# Mojarse - pide que se mojen



## flicg

"Putin reúne a su consejo de seguridad y pide a sus miembros que se mojen sobre el reconocimiento de la independencia de las autoproclamadas repúblicas".

What would be a good translation of 'se mojen' here? Does it have a baptismal connotation?


----------



## Mister Draken

flicg said:


> "Putin reúne a su consejo de seguridad y pide a sus miembros que se mojen sobre el reconocimiento de la independencia de las autoproclamadas repúblicas".
> 
> What would be a good translation of 'se mojen' here? Does it have a baptismal connotation?



No, no tiene connotación bautismal. Es "se involucren", "se comprometan", "se decidan". Esa es la idea.

Recomiendo fervorosamente el uso del DLE antes de preguntar:

8. prnl. coloq. Comprometerse con una opción clara en un asunto conflictivo.


----------



## The Newt

It could be vulgar; what is the source of that text?


----------



## Mister Draken

The Newt said:


> It could be vulgar; what is the source of that text?


Es coloquial, pero no vulgar.


----------



## flicg

Ah yes, commit themselves makes sense, thanks.  It's from an El País post on Instagram.


----------



## Mister Draken

flicg said:


> Ah yes, commit themselves makes sense, thanks.  It's from an El País post on Instagram.


¿_El País_ de España o de Montevideo o de...?


----------



## flicg

Mister Draken said:


> ¿_El País_ de España o de Montevideo o de...?


From Spain.



Mister Draken said:


> No, no tiene connotación bautismal.
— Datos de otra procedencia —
PR #9484, opened 2016-06-03
rgw: aws4: add STREAMING-AWS4-HMAC-SHA256-PAYLOAD support

jmunhoz:
When authenticating requests using the Authorization header in AWS4, you have
the option of uploading the payload in chunks. You can send data in fixed size
or variable size chunks.

This patch enables streaming mode and signed headers support with chunked
uploads.

Fixes: http://tracker.ceph.com/issues/16146

Signed-off-by: Javier M. Mellid <jmunhoz@igalia.com>

### DIFF
--- a/src/rgw/rgw_op.cc
+++ b/src/rgw/rgw_op.cc
@@ -2519,14 +2519,23 @@ void RGWPutObj::execute()
   }
 
   do {
-    bufferlist data;
-    len = get_data(data);
+    bufferlist data_in;
+    len = get_data(data_in);
     if (len < 0) {
       op_ret = len;
       goto done;
     }
     if (!len)
       break;
+
+    bufferlist data;
+    if (s->aws4_auth_streaming_mode) {
+      /* use unwrapped data */
+      data = s->aws4_auth->bl;
+      len = data.length();
+    } else {
+      data = data_in;
+    }
 
     /* do we need this operation to be synchronous? if we're dealing with an object with immutable
      * head, e.g., multipart object we need to make sure we're the first one writing to this object
@@ -2579,7 +2588,9 @@ void RGWPutObj::execute()
     ofs += len;
   } while (len > 0);
 
-  if (!chunked_upload && ofs != s->content_length) {
+  if (!chunked_upload &&
+      ofs != s->content_length &&
+      !s->aws4_auth_streaming_mode) {
     op_ret = -ERR_REQUEST_TIMEOUT;
     goto done;
   }
@@ -2625,6 +2636,7 @@ void RGWPutObj::execute()
   hash.Final(m);
 
   buf_to_hex(m, CEPH_CRYPTO_MD5_DIGESTSIZE, calc_md5);
+
   etag = calc_md5;
 
   if (supplied_md5_b64 && strcmp(calc_md5, supplied_md5)) {
--- a/src/rgw/rgw_auth_s3.cc
+++ b/src/rgw/rgw_auth_s3.cc
@@ -277,7 +277,11 @@ void rgw_create_s3_v4_canonical_request(struct req_state *s, const string& canon
     if (s->aws4_auth_needs_complete) {
       request_payload_hash = STREAM_IO(s)->grab_aws4_sha256_hash();
     } else {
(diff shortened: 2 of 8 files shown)


mattbenjamin:
Are there test cases available?  e.g., that we could add to s3tests?

jmunhoz:
@mattbenjamin s3tests uses boto under the hood and I think it doesn't support STREAMING-AWS4-HMAC-SHA256-PAYLOAD

I ran a quick search on boto's home here in github and I found the following issue as the only reference:

https://github.com/boto/boto/issues/2921#issuecomment-74827099

As commented in the issue, maybe @tpodowd added support at the end although I didn't find it upstream...

mattbenjamin:
@jmunhoz  cool, I'll check out the test case, thanks very much

src/rgw/rgw_op.cc
```diff
@@ -2519,15 +2519,24 @@ void RGWPutObj::execute()
...
+    bufferlist data_in;
+    len = get_data(data_in);
     if (len < 0) {
       op_ret = len;
       goto done;
     }
     if (!len)
       break;
 
+    bufferlist data;
```
mattbenjamin: This induces buffer sharing.  Would we get the same result if data were a pointer to data_in or s->aws_auth->bl (saving the atomic ops to attach each buffer::ptr)?

jmunhoz: With a reference we should get the expected behaviour without major changes. The next code works:

<pre>
-    bufferlist data;
+    bufferlist &data = data_in;
     if (s->aws4_auth_streaming_mode) {
       /* use unwrapped data */
       data = s->aws4_auth->bl;
       len = data.length();
-    } else {
-      data = data_in;
     }
</pre>

Does it make sense?

mattbenjamin:
@jmunhoz Yes.  I think we should do a change like this as a separate step;  I verified the original change, and merged;  can you send a new PR?

src/rgw/rgw_op.cc
cbodley: move semantics could help here too, assuming you don't reuse aws4_auth->bl:
```diff
-      data = s->aws4_auth->bl;
+      data = std::move(s->aws4_auth->bl);
```

jmunhoz: yes, I think std::move() would work too.

jmunhoz:
@mattbenjamin the new PR is available at https://github.com/ceph/ceph/pull/9689

tpodowd:
Hi guys,

I am just back from vacation. Anything I can help out with? Sounds like it is all resolved though.

Tom.

jmunhoz:
@tpodowd we added the aws4 chunking support and it is working ok although we are running manual validation via aws-java-sdk in this moment. Adding some test case being part of the s3-tests testing suite would be great though.

To be able to add this test case with automatic validation we would need aws4 chunking (STREAMING-AWS4-HMAC-SHA256-PAYLOAD) support in boto2 although I think boto2 is not supporting it upstream now.

I checked you did some work on boto2 related to this support:

https://github.com/tpodowd/boto/commits/s3_sigv4_chunking

In detail this commit looks some support to add those bits in boto2:

https://github.com/tpodowd/boto/commit/0fdcb661b6560cbdad6cae1b0bdd0f0d6059e72e

Are you considering going upstream with this code in boto2?

tpodowd:
Hi @jmunhoz. Yeah. I have 8 outstanding pull requests for the boto project. I guess since boto moved onto the new code base, they have kind of neglected these pull requests. I was trying for a while to get someone to merge them but it has been hard to find the right person. The patches themselves have been used almost every day by us (Cloudian) internally for testing our code base so are pretty stable.

Here is a list of my outstanding pull requests. If you make a little noise on some of the pull requests, maybe folks will merge them into the main code base.

https://github.com/boto/boto/pulls/tpodowd

jmunhoz:
@tpodowd those patchsets are great stuff. I commented on https://github.com/boto/boto/pull/3014#issuecomment-228390782 to know if it would be possible merging it upstream.

Maybe @jamesls could help us to have some of those patches upstream. Having aws chunked support and fixing the double port bug in boto2 would do a big difference.

tpodowd:
Thanks @jmunhoz. @jamesls - I can help if required.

Es "se involucren", "se comprometan", "se decidan". Esa es la idea.
> 
> Recomiendo fervorosamente el uso del DLE antes de preguntar:
> 
> 8. prnl. coloq. Comprometerse con una opción clara en un asunto conflictivo.


What is DLE?


----------



## Mister Draken

Dicionario de la Lengua Española, Real Academia de la Lengua

Diccionario de la lengua española | Edición del Tricentenario


----------



## flicg

Mister Draken said:


> Dicionario de la Lengua Española, Real Academia de la Lengua
> 
> Diccionario de la lengua española | Edición del Tricentenario


How useful.


----------



## Lamarimba

flicg said:


> commit themselves


Tal vez más preciso:_ take sides_.


----------



## Rocko!

The Newt said:


> It could be vulgar; what is the source of that text?


Si te refieres a “mojarse” con el sentido de quedar alguien húmedo por una excitación sexual... quizá así se sentirían tentados a pensarlo en algunas regiones en donde no se dice nunca “mojar” con la acepción 8 del DLE. Pero, ojo: tentados. El contexto no permitiría gritar a los cuatro vientos: ¡miren lo que han escrito en el periódico!


----------



## flicg

Rocko! said:


> Si te refieres a “mojarse” con el sentido de quedar alguien húmedo por una excitación sexual... quizá así se sentirían tentados a pensarlo en algunas regiones en donde no se dice nunca “mojar” con la acepción 8 del DLE. Pero, ojo: tentados. El contexto no permitiría gritar a los cuatro vientos: ¡miren lo que han escrito en el periódico!


From 'tentados' onwards I understand literally what you are saying, but I am afraid I don't understand any of what you are actually saying in that section.


----------



## Circunflejo

flicg said:


> From 'tentados' onwards I understand literally what you are saying, but I am afraid I don't understand any of what you are actually saying.


Basically, he's saying that in the regions where the meaning of mojarse used in your sentence isn't used, they could be tempted to think the term is being used with a sexual meaning, but just tempted to think it because context doesn't really support that reading.


----------



## franzjekill

The Newt said:


> It could be vulgar; what is the source of that text?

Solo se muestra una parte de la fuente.